The Policy File: Why Your Refusal Rules Don't Belong in Your System Prompt
A safety reviewer at a fintech startup pushed a four-line addition to the system prompt last quarter. The change: a refusal rule preventing the assistant from giving specific tax advice for a jurisdiction the company didn't have a license to operate in. Reasonable, narrow, audit-clean. The rule landed on Tuesday. By Friday the eval suite was showing a 7-point drop on a customer-onboarding flow that had nothing to do with tax — the model had started hedging on every question that mentioned a country, including "what currency does this account hold." The product team backed out the change. The safety team re-shipped it the following week with slightly different wording. Three weeks later, the same regression appeared in a different shape, and the next safety edit broke a different unrelated flow.

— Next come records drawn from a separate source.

Issue #11262, opened 2020-05-09
[eastl] Compiling solution fails with "EABase/eabase.h not found"


Nelarius:
**Describe the bug**
Installing `eastl` also installs the `eabase` dependency. But including any `eastl` headers leads to a compilation failure, because `eastl`'s internal includes are are of the form `#include <EABase/eabase.h>`, and the `eabase` package places the headers into `include/Common/EABase/**.h`.

**Environment**
- OS: Windows 10
- Compiler: Visual Studio Community 2019 Version 16.5.4

**To Reproduce**
1. ./vcpkg install eastl
2. Create a new Console App project in Visual Studio.
3. Add `#include <EASTL/vector.h>` and compile
4. The build will fail with
```
1>eastl-repro.cpp
1>C:\Users\nelarius\vcpkg\installed\x86-windows\include\EASTL\internal\config.h(61,11): fatal error C1083: Cannot open include file: 'EABase/eabase.h': No such file or directory
```

**Expected behavior**
I would expect that the solution should work without manually specifying the inclusion path, just like the other packages I installed. EABase's CMake install seems to export the correct include path `include/Common`, but I was under the impression that you don't have to use CMake with `vcpkg` to generate your solution files 🤔 

**Additional context**
EABase's folder structure seems to be a recurring theme with the project, see for instance https://github.com/electronicarts/EASTL/issues/320.

PhoebeHui:
@Nelarius, thanks for reporting this issue!

I think the changes should be updated in Upstream, eabase install its headers to ./include/Common, so the port(eg: eastl) which depends on eabase would find the headers under ./include/Common, if we changes the path, all these ports affect.

PhoebeHui:
Please report to upstream instead, reopen this issue if you still expect vcpkg do something here.

xgalaxy:
I think this ticket should be reopened. Its the ports patch file that is causing the EABase headers to be installed into the incorrect location. This doesn't seem like an upstream issue to me.

PR #19643, opened 2021-08-18
[eastl] fix dependency eabase

### LINKED ISSUE #12734: [eastl] Incorrect EABase include
**Describe the bug**
EABase is not included correctly, and not in sync with the EASTL port either. EABase is stored in a different file directory level than what EASTL expects.

**Environment**
- OS: Windows
- Compiler: MSVC

**To Reproduce**
1. ./vcpkg install eastl 
2. See error

**Expected behavior**
Should just work out of the box (compile and link with no issues).

**Failure logs** 
-(please attached failure logs)
image
image
image

FabienPean:
Trying to use EASTL fails hard due to some include problem with EABase (see #12734). It is still not usable to this day and it seems highly unlikely solution will come from upstream.

All EASTL files rely on having the problematic `include/Common/` folder on the include path so it is never mentioned in the source files. Currently, the folder somehow exists on the path for the user (not in the eyes of EASTL though, don't know why, the cmake files seem correct), so the user could already use simply `#include<EABase/xxxx>`. This PR is a small change to existing patch to install EABase at the root of vcpkg include folder, which solved the problem. 

- #### What does your PR fix?  
  Fixes #12734

  Same as in previous version of the port

  Yes

  Yes

### DIFF
--- a/ports/eabase/CONTROL
+++ b/ports/eabase/CONTROL
@@ -1,4 +1,0 @@
-Source: eabase
-Version: 2.09.12-1
-Homepage: https://github.com/electronicarts/EABase
-Description: Electronic Arts Base. EABase is a small set of header files that define platform-independent data types and macros.
--- a/ports/eabase/fix_cmake_install.patch
+++ b/ports/eabase/fix_cmake_install.patch
@@ -36,7 +36,7 @@ index 89c6703..ab8e553 100644
 +    #-------------------------------------------------------------------------------------------
 +    target_include_directories(EABase INTERFACE
 +        $<BUILD_INTERFACE:${CMAKE_CURRENT_LIST_DIR}/include/Common>
-+        $<INSTALL_INTERFACE:${CMAKE_INSTALL_INCLUDEDIR}/Common>
++        $<INSTALL_INTERFACE:${CMAKE_INSTALL_INCLUDEDIR}>
 +    )
 +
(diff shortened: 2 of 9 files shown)


PhoebeHui:
LGTM. @FabienPean, thanks for the PR!

From https://github.com/electronicarts/EABase, vcpkg installed the include directory correctly, so the changes shoud be updated by EASTL. However the Upstream refused to change their reference, see https://github.com/electronicarts/EASTL/issues/390.

We don't like block users, it solves the problem and it looks not cause the regressions. The only risk may from projects who use the eabase, I searched #include<Common/EABase/eabase.h> in all github projects, I didn't find any reference, many projects used '#include<EABase/eabase.h>', so it looks safe for now.

cc @ras0219 @ras0219-msft @c0rp3n 

Related:
https://github.com/microsoft/vcpkg/issues/11262
https://github.com/microsoft/vcpkg/issues/12734

c0rp3n (approved):
This looks good to me, stops people having to use workarounds.

Won't have a chance to test compiling a project with this change though.

PhoebeHui:
@c0rp3n, thanks for your comments!

The baseline issue would be fixed by PR https://github.com/microsoft/vcpkg/pull/19633. I will rerun the CI after the PR merged.

PhoebeHui (approved):

ras0219-msft:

The bug here isn't the wording. The bug is that the refusal rule is in the wrong place. It's wedged inside a 2,400-token artifact that also contains the assistant's conversational voice, its formatting contract, its task instructions, and a half-dozen other policy clauses — and every edit to any of those concerns is a behavioral edit to all of them, because the model can't tell which sentence is policy and which is style. Production system prompts grow into a tangled monolith because three orthogonal concerns are pretending to be one. The teams who haven't factored them out are paying the integration tax on every edit.